Pictures from the Water Trade
- First Edition (UK)
- Author: John David Morley
- Language: English
- Genre: Fiction, Travel literature, Philosophical
- Publisher: André Deutsch (UK) Atlantic Monthly Press (US)
- Publication date: 1985
- Media type: Print (Hardback & Paperback)
- Pages: 259 pp (UK Hardback)
- ISBN: 0-233-97703-1 (UK) ISBN 0-06-097041-3 (US)

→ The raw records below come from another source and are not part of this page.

PR #545, opened 2025-01-16
Remove openSearchBackendFlowEnabled toggle

idastambuk:

Fixes #


src/opensearchDatasource.ts
```diff
@@ -702,265 +634,25 @@ export class OpenSearchDatasource
...
-    // @ts-ignore-next-line
-    const { openSearchBackendFlowEnabled } = config.featureToggles;
-    const getDbVersionObservable = openSearchBackendFlowEnabled
-      ? this.getResourceRequest('')
-      : this.request('GET', '/');
-    return getDbVersionObservable.then(
+    return this.getResourceRequest('').then(
       (results: any) => {
-        const data = openSearchBackendFlowEnabled ? results : results.data;
+        const data = results;
```
iwysiu, line 655: you can remove this line and use results directly

src/opensearchDatasource.test.ts
```diff
@@ -128,1482 +113,114 @@ describe('OpenSearchDatasource', function (this: any) {
...
-        ],
-      };
-
-      result = await ctx.ds.query(query).toPromise();
-
-      parts = requestOptions.data.split('\n');
-      header = JSON.parse(parts[0]);
-    });
-
-    it('should translate index pattern to current day', () => {
```
iwysiu, line 200: I notice we only kept the `'should not resolve the variable in the original alias field in the query'`, are the other tests just not applicable anymore?

src/opensearchDatasource.test.ts
```diff
@@ -128,1482 +113,114 @@ describe('OpenSearchDatasource', function (this: any) {
...
-    it('should return date fields', async () => {
-      const fieldObjects = await ctx.ds.getFields('date');
-
-      const fields = _.map(fieldObjects, 'text');
-
-      expect(fields).toEqual(['@timestamp_millis']);
-    });
-  });
-
-  describe('When getting fields with backend flow', () => {
```
iwysiu, line 544: I don't think this test should be removed?

src/opensearchDatasource.test.ts
```diff
@@ -128,1482 +113,114 @@ describe('OpenSearchDatasource', function (this: any) {
...
-      const data = mockResource.mock.lastCall[1];
-      const dataArray = data.split('\n');
-      const body = JSON.parse(dataArray[1]);
-      expect(body['aggs']['1']['terms'].size).not.toBe(0);
-    });
-  });
-
-  describe('annotationQuery', () => {
-    describe('results processing', () => {
-      beforeEach(() => {
```
iwysiu, line 905: I also don't think this should have been removed

iwysiu (commented):
The removal looks good, but it seems like tests using the backend flow were also removed from `opensearchDatasource.test.ts`? (I marked a couple of them, but it's worth just going over the code)

src/opensearchDatasource.test.ts
idastambuk: Since the others in the describe block test query building, which we do on the backend now, I don't think so

src/opensearchDatasource.test.ts
idastambuk: Put back these two, got a bit trigger happy

iwysiu (approved):

PR #550, opened 2025-01-21
Make Traces size settable

### LINKED ISSUE #484: Make opensearch traces limit settable
Investigate the opensearch span limits and why traces are currently capped at a limit of 'the first 1000 spans' in the trace

Use Case: Teams can monitor complex systems which often result in traces that include over 1000 spans. What is the reason for the current cap?

iwysiu:
Adds a field to the Lucene Traces query editor for setting the span limits.

Fixes #484 


pkg/opensearch/client/search_request.go
```diff
@@ -618,7 +618,7 @@ func (b *aggBuilderImpl) Stats() AggBuilder {
 }
 
 // TraceList sets the "aggs" object of the query to OpenSearch for the trace list
-func (b *aggBuilderImpl) TraceList() AggBuilder {
+func (b *aggBuilderImpl) TraceList(spanLimit int) AggBuilder {
```
idastambuk, line 621: Then this is technically not just the "span" limit, right? Maybe we could make it more clear in the form too, that we're also setting the trace limit and not just span limit, by renaming the input to `Size`, or something similar? It's a common parameter in OpenSearch queries so I think the users would understand what it means too

iwysiu: renamed!

PR #551, opened 2025-01-22
fix: prevent hidden queries from being used as supplementary queries

svennergr:

Similar to https://github.com/grafana/grafana/pull/99356, hidden queries should not be used for supplementary queries.


idastambuk (approved):

idastambuk:
Thanks @svennergr!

= Pictures from the Water Trade =

1985 novel by John David Morley

Pictures from the Water Trade: An Englishman in Japan (1985) — published in the US as Pictures from the Water Trade: Adventures of a Westerner in Japan — is a novel by John David Morley, a cultural investigation of Japan in the 1970s.

== Summary ==
Told from the perspective of an authorial alias called ‘Boon’ (‘Bun-san’ to the Japanese), the book describes a series of initiations into Japanese language, family relations, love rites, shodo and the Mizu shōbai itself — the ‘water trade’ — a seedy night-world of cabarets, bars and brothels.

== Reception ==
Writing in The New York Times Book Review, novelist Anne Tyler described the book as “travel literature at its best” and hailed its author as “one of those rare travelers who manages truly to enter the heart of a foreign territory.” "Morley's success places him, with a single book, in the front rank of the world’s travel writers,” wrote Dennis Drabelle in the Smithsonian. Dutch novelist and travel writer Cees Nooteboom praised it as “a very special book” in his review in Vrij Nederland Boekenbijlage. "Splendid," declared Kazuo Ishiguro in the London Review of Books, an "absorbing book about one man’s attempt to penetrate an ultimately closed society", while in the Literary Review Jonathan Keates acclaimed it as “maybe the best record of western impressions in a hundred years." “It is still possible for a writer to visit another country and surprise us with it — not necessarily by seeing it as a traveler, but simply by experiencing it brilliantly,” wrote Anatole Broyard in The New York Times Book Review. "John David Morley did this for modern Japan in his Pictures From the Water Trade."

Pictures from the Water Trade was designated a notable book by The New York Times Book Review and featured in Time Magazine's list of the best books of 1985.